- [Saved data entries]:
◇ ◇ ◇ ◇ ◇

Issue #6010, opened 2017-11-28
TXTRecordContent needs a "native" interface, and native storage


ahupowerdns:
Within the MOADNS infrastructure, we have the TXTRecordContent class. TXT records are odd things, and internally consist of a sequence of <character-string>s. 

On the wire, "test" is encoded on the wire as: 4test
In a zone this might appear as test or as "test".

If there are spaces, the quotes become mandatory, so "test one" always has to look like that in a zone, and is encoded as: 8test one

It is also possible to have multiple character-strings, like: "test" "one", which goes out as 4test3one

Within PowerDNS, we frequently have the need to send a message over TXT and not care about quotes. Right now, we do that by adding quotes, and passing the quoted string to the constructor. This is error prone, and we sometimes accidentally rely on the unquoted fallback.

What the TXTRecordContent needs is setContent(const vector<string>&), so we could natively set a TXT record without bothering about quotes, and still be able to do setContent({"test", "one"}).

This is complicated however by the fact that the TXTRecordContent class right now stores its contents.. in zonefile format. Yes. This means it contains escaped values, as one string. 

A proper transition would be to store TXT records in a native format, without escaping, and then setContent becomes a mostly empty function. The reading from zones file then however becomes slightly more complicated, as does getZoneRepresentation(). This is well worth it in terms of correctness however.

cmouse:
is it permissible to have `"test "one" content" "two"`?

Habbie:
> is it permissible to have "test "one" content" "two"?

no

cmouse:
and as discussed elsewhere:

`"test "one" content" "two"` should not work, but `"test \"one\" content" "two"` should. Also `"one" two "three"` should work fine.

pieterlexis:
refs:
#3503
#3150

PR #6011, opened 2017-11-28
quote server-id to hosts with - or . in their name get reported again

ahupowerdns:
### Short description
If our server name contained a dash or a dot, 'dig chaos txt server.id @yourserver' would break in auth.
This applies a minimal fix for the 4.1.early timeframe. I'll leave it up to everyone if this is 4.1.0 material or not. If anyone asks, my vote is 'yes'.

This PR should eventually be succeeded by the result of #6010.
 
### Checklist

I have:
- [X] documented the code

### DIFF
--- a/pdns/packethandler.cc
+++ b/pdns/packethandler.cc
@@ -274,7 +274,10 @@ int PacketHandler::doChaosRequest(DNSPacket *p, DNSPacket *r, DNSName &target)
         r->setRcode(RCode::Refused);
         return 0;
       }
-      rr.dr.d_content=DNSRecordContent::mastermake(QType::TXT, 1, id);
+      string tid=id;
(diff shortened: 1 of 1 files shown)


pdns/packethandler.cc
```diff
@@ -274,7 +274,10 @@ int PacketHandler::doChaosRequest(DNSPacket *p, DNSPacket *r, DNSName &target)
         r->setRcode(RCode::Refused);
         return 0;
       }
-      rr.dr.d_content=DNSRecordContent::mastermake(QType::TXT, 1, id);
+      string tid=id;
+      if(!tid.empty() && tid[0]!='"') // see #6010 however
+	tid = "\"" + tid + "\"";
```
pieterlexis: style gripe: please use spaces and braces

◇ ◇ ◇ ◇ ◇

- [What is required]: All that belongs in the answer is an exact copy of the lines from the start of the records above through the line with "Within the MOADNS".

- [Solution for this task]:
Issue #6010, opened 2017-11-28
TXTRecordContent needs a "native" interface, and native storage


ahupowerdns:
Within the MOADNS infrastructure, we have the TXTRecordContent class. TXT records are odd things, and internally consist of a sequence of <character-string>s. 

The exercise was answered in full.